# [EXERCISE DESCRIPTION]
Start to finish, repeat the records exactly.

# [DATA PROVIDED]
PR #562, opened 2026-07-08
feat(app): "Show Logs" button on loading/updating screens (#560)

davidwkeith:
Closes #560

## What

While the Astro dev server boots or npm dependencies update, the site window's progress screen now shows a link-style **Show Logs** button beneath the status message. It opens the existing Console.app-style **Anglesite Debug** window (`DebugPaneView` tailing `LogCenter`), so techies and the curious can watch the raw subprocess output while they wait.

# [ANSWER BOX]
PR #562, opened 2026-07-08
feat(app): "Show Logs" button on loading/updating screens (#560)

davidwkeith:
Closes #560

## What

While the Astro dev server boots or npm dependencies update, the site window's progress screen now shows a link-style **Show Logs** button beneath the status message. It opens the existing Console.app-style **Anglesite Debug** window (`DebugPaneView` tailing `LogCenter`), so techies and the curious can watch the raw subprocess output while they wait.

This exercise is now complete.